PR #893, opened 2016-12-24
Add g:neomake_place_signs_immediately

### LINKED ISSUE #834: [Enhancement] New option to show sign column when error lines haven't been displayed yet
On vim with neomake, the sign column is only visible when there have been errors/warnings on one of the displayed lines. For example let's say that I just open a file which has an error on line 95 and only lines 1 to 10 have been displayed so far, then run neomake. What happens is that the sign column won't appear until you navigate and display the error line for the first time.

The same example with syntastic would have shown the sign column from the beginning, without needing to come across the error line. The importance of this issue is that seeing the sign column from the beginning tells you that there is an error/warning somewhere in the document, whereas with the current vim/neomake setup you can't tell.

I don't know if the current behavior is desired, maybe developers are looking forward to display the sign column only when there are errors/warnings on visible lines and hide the sign column otherwise. Maybe it's a consequence of the (great) async mechanism. However I think that if possible, it would be a good idea to provide an option to draw the sign column whenever there is an error/warning line anywhere on the document.

I am using vim 8 but I haven't tested this on neovim.

rhelmot:
Resolves #834 

This works by, at the end of PlaceVisibleSigns, if we notice that there are signs in the queue but none in the current buffer, pluck the first one in the file out of the queue and make it visible. This should make it fast on large files with a huge number of errors. The option is enabled by default.

This is something that has annoyed me for a long time, until today I got fed up and found that issue, read through the surrounding discussions, and learned enough vimscript to do it myself :)

### DIFF
--- a/autoload/neomake/signs.vim
+++ b/autoload/neomake/signs.vim
@@ -127,12 +127,21 @@ function! neomake#signs#PlaceVisibleSigns() abort
         endif
         let topline = line('w0')
         let botline = line('w$')
+        let placed_one = 0
         for ln in range(topline, botline)
             if has_key(s:sign_queue[type][buf], ln)
                 call neomake#signs#PlaceSign(s:sign_queue[type][buf][ln], type)
                 unlet s:sign_queue[type][buf][ln]
+                let placed_one = 1
             endif
         endfor
+        " if this buffer has signs pending but none have been placed, force
+        " the placement of at least one to show the sidebar
+        if !placed_one && !has_key(s:placed_signs[type], buf)
+            let first_ln = keys(s:sign_queue[type][buf])[0]
+            call neomake#signs#PlaceSign(s:sign_queue[type][buf][first_ln], type)
+            unlet s:sign_queue[type][buf][first_ln]
+        endif
         if empty(s:sign_queue[type][buf])
             unlet s:sign_queue[type][buf]
         endif


blueyed:
Thanks!

But wouldn't https://github.com/neomake/neomake/pull/471 fix it also already?

autoload/neomake/signs.vim
```diff
@@ -136,6 +136,15 @@ function! neomake#signs#PlaceVisibleSigns() abort
         if empty(s:sign_queue[type][buf])
             unlet s:sign_queue[type][buf]
         endif
+        if g:neomake_place_signs_immediately
```
blueyed: It also could be skipped in case another one was displayed above already, right?

doc/neomake.txt
```diff
@@ -334,6 +334,11 @@ This setting enables the placement of signs next to items from the location
 and quickfix list (i.e. errors/warnings etc recognized from the
 |'errorformat'|). Defaults to 1.
 
+*g:neomake_place_signs_immediately*
+This setting causes the sign bar to appear immediately when there are
+errors/warnings/etc to display, but none of them are visible on the current
+screen.
```
blueyed: I think there should not be a new setting for this.

rhelmot:
Force-pushed to clean up the commit in response to the suggestions.

You're right, #471 does accomplish the same thing, but it appears to be abandoned or at least stagnated and I would like this to be fixed now :)

rhelmot:
Also, could someone help me understand what the CI failures are supposed to indicate? I can't find anything in the build log telling me what's wrong, and I really don't think this should have broken anything...

blueyed:
Well, I'd rather like to get #471 on track, instead of adding more complexity.
If you want to get this in now, I'd suggest to adopt #471 and submit it as a new PR.

I could investigate with the build failures, but it's not worth it currently probably.

blueyed:
Closing as per previous comment.
I hope you agree!

PR #905, opened 2017-01-03
[pylint] fix column off-by-one

novas0x2a:
pylint uses 0-indexed columns, vim uses 1-indexed columns

This bug might exist in flake8, too, but i'm not sure (I don't use it).


blueyed:
Thanks!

------

Instructions to follow: Every line of the material above must be duplicated exactly.

Response to the exercise:
PR #893, opened 2016-12-24
Add g:neomake_place_signs_immediately

### LINKED ISSUE #834: [Enhancement] New option to show sign column when error lines haven't been displayed yet
On vim with neomake, the sign column is only visible when there have been errors/warnings on one of the displayed lines. For example let's say that I just open a file which has an error on line 95 and only lines 1 to 10 have been displayed so far, then run neomake. What happens is that the sign column won't appear until you navigate and display the error line for the first time.

The same example with syntastic would have shown the sign column from the beginning, without needing to come across the error line. The importance of this issue is that seeing the sign column from the beginning tells you that there is an error/warning somewhere in the document, whereas with the current vim/neomake setup you can't tell.

I don't know if the current behavior is desired, maybe developers are looking forward to display the sign column only when there are errors/warnings on visible lines and hide the sign column otherwise. Maybe it's a consequence of the (great) async mechanism. However I think that if possible, it would be a good idea to provide an option to draw the sign column whenever there is an error/warning line anywhere on the document.

I am using vim 8 but I haven't tested this on neovim.

rhelmot:
Resolves #834 

This works by, at the end of PlaceVisibleSigns, if we notice that there are signs in the queue but none in the current buffer, pluck the first one in the file out of the queue and make it visible. This should make it fast on large files with a huge number of errors. The option is enabled by default.

This is something that has annoyed me for a long time, until today I got fed up and found that issue, read through the surrounding discussions, and learned enough vimscript to do it myself :)

### DIFF
--- a/autoload/neomake/signs.vim
+++ b/autoload/neomake/signs.vim
@@ -127,12 +127,21 @@ function! neomake#signs#PlaceVisibleSigns() abort
         endif
         let topline = line('w0')
         let botline = line('w$')
+        let placed_one = 0
         for ln in range(topline, botline)
             if has_key(s:sign_queue[type][buf], ln)
                 call neomake#signs#PlaceSign(s:sign_queue[type][buf][ln], type)
                 unlet s:sign_queue[type][buf][ln]
+                let placed_one = 1
             endif
         endfor
+        " if this buffer has signs pending but none have been placed, force
+        " the placement of at least one to show the sidebar
+        if !placed_one && !has_key(s:placed_signs[type], buf)
+            let first_ln = keys(s:sign_queue[type][buf])[0]
+            call neomake#signs#PlaceSign(s:sign_queue[type][buf][first_ln], type)
+            unlet s:sign_queue[type][buf][first_ln]
+        endif
         if empty(s:sign_queue[type][buf])
             unlet s:sign_queue[type][buf]
         endif


blueyed:
Thanks!

But wouldn't https://github.com/neomake/neomake/pull/471 fix it also already?

autoload/neomake/signs.vim
```diff
@@ -136,6 +136,15 @@ function! neomake#signs#PlaceVisibleSigns() abort
         if empty(s:sign_queue[type][buf])
             unlet s:sign_queue[type][buf]
         endif
+        if g:neomake_place_signs_immediately
```
blueyed: It also could be skipped in case another one was displayed above already, right?

doc/neomake.txt
```diff
@@ -334,6 +334,11 @@ This setting enables the placement of signs next to items from the location
 and quickfix list (i.e. errors/warnings etc recognized from the
 |'errorformat'|). Defaults to 1.
 
+*g:neomake_place_signs_immediately*
+This setting causes the sign bar to appear immediately when there are
+errors/warnings/etc to display, but none of them are visible on the current
+screen.
```
blueyed: I think there should not be a new setting for this.

rhelmot:
Force-pushed to clean up the commit in response to the suggestions.

You're right, #471 does accomplish the same thing, but it appears to be abandoned or at least stagnated and I would like this to be fixed now :)

rhelmot:
Also, could someone help me understand what the CI failures are supposed to indicate? I can't find anything in the build log telling me what's wrong, and I really don't think this should have broken anything...

blueyed:
Well, I'd rather like to get #471 on track, instead of adding more complexity.
If you want to get this in now, I'd suggest to adopt #471 and submit it as a new PR.

I could investigate with the build failures, but it's not worth it currently probably.

blueyed:
Closing as per previous comment.
I hope you agree!

PR #905, opened 2017-01-03
[pylint] fix column off-by-one

novas0x2a:
pylint uses 0-indexed columns, vim uses 1-indexed columns

This bug might exist in flake8, too, but i'm not sure (I don't use it).


blueyed:
Thanks!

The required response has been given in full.